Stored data
···
PR #2280, opened 2026-08-13
Add `-Force` to `Get-ADTApplication` and `Uninstall-ADTApplication`.

mjr4077au:
# Pull Request

## Description

* Add new parameters to `Get-ADTApplication` function.
* Remove `InstalledApplication.Is64BitApplication` property.
* Update all NuGet packages and rebuild debug DLLs.

The `Is64BitApplication` one probably needs some discussion. I've been doing a lot of apps stuff at work and such a value based purely on the WOW6432Node location of the uninstall entry is not a strong indicator of the installed application's bitness.

* For MSIs, as msiexec.exe installs it, it'll always have its uninstall entry reside in the system's native/64-bit registry location.
* For Burn installers, their installer is always 32-bit so will be in the WOW6432Node area even if the app or MSI is 64-bit.

This property and its name/description is asserting with practically complete confidence as to the architecture of the installed application purely by where the uninstall entry resides in the registry, which isn't right and isn't accurate.

## Type of change

## Checklist

## How Has This Been Tested?

```
PS C:\Repos\PSAppDeployToolkit> Import-Module -Name C:\Repos\PSAppDeployToolkit\src\PSAppDeployToolkit
PS C:\Repos\PSAppDeployToolkit> $apps = Get-ADTApplication
PS C:\Repos\PSAppDeployToolkit> $apps.Count
42
PS C:\Repos\PSAppDeployToolkit> $apps = Get-ADTApplication -IncludeNoRemoveEntries
PS C:\Repos\PSAppDeployToolkit> $apps.Count
43
PS C:\Repos\PSAppDeployToolkit> $apps = Get-ADTApplication -IncludeSystemComponentEntries
PS C:\Repos\PSAppDeployToolkit> $apps.Count
246
PS C:\Repos\PSAppDeployToolkit>
```


neo42JBR:
Just leaving my two cents here:

* Regarding `-IncludeNoRemoveEntries` and `-IncludeSystemComponentEntries`
  I like the feature, but would recommend using a negated approach (include by default) to not introduce a breaking change.

* Regarding `Is64BitApplication`
  I am opposed to the removal. It is the only good point of data to know the registry origin. 
  You are correct that it does not reflect the application architecture, but it is vital to be able differentiate apps that do use both keys

mjr4077au:
@neo42JBR there's been changes since your last comment, such as the `Is64BitApplication` reversion. Please feel free to review and reply, but we do need to make sure the command is safe in its default state. Having `Get-ADTApplication` include `SystemComponent` apps by default was a design mistake that shouldn't be left as it was.

DanGough (approved):

DanGough:
@neo42JBR behaviour is now:

Get-ADTApplication requires -Force to return hidden SystemComponent entries (much like Get-Item requires -Force to return hidden files)

Uninstall-ADTApplication requires -Force to uninstall hidden SystemComponent entries, or entries marked as NoRemove (like Remove-Item requires -Force to delete hidden or read-only files)

I can appreciate this may be a breaking change in some rare cases, but all breaking changes will be fully documented. It does provide benefits, e.g. ensuring that by default uninstall would target a WiX burn wrapper EXE entry rather than the hidden MSI entry that it installed.

DanGough:
FYI - Issue found that was resolved in a subsequentr PR - apps not being returned due to `The variable '$noRemove' cannot be retrieved because it has not been set.`: https://github.com/PSAppDeployToolkit/PSAppDeployToolkit/pull/2281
···
What you need to do
Filter the data for the string "Regarding". Copy each matching line.

Written answer
* Regarding `-IncludeNoRemoveEntries` and `-IncludeSystemComponentEntries`
* Regarding `Is64BitApplication`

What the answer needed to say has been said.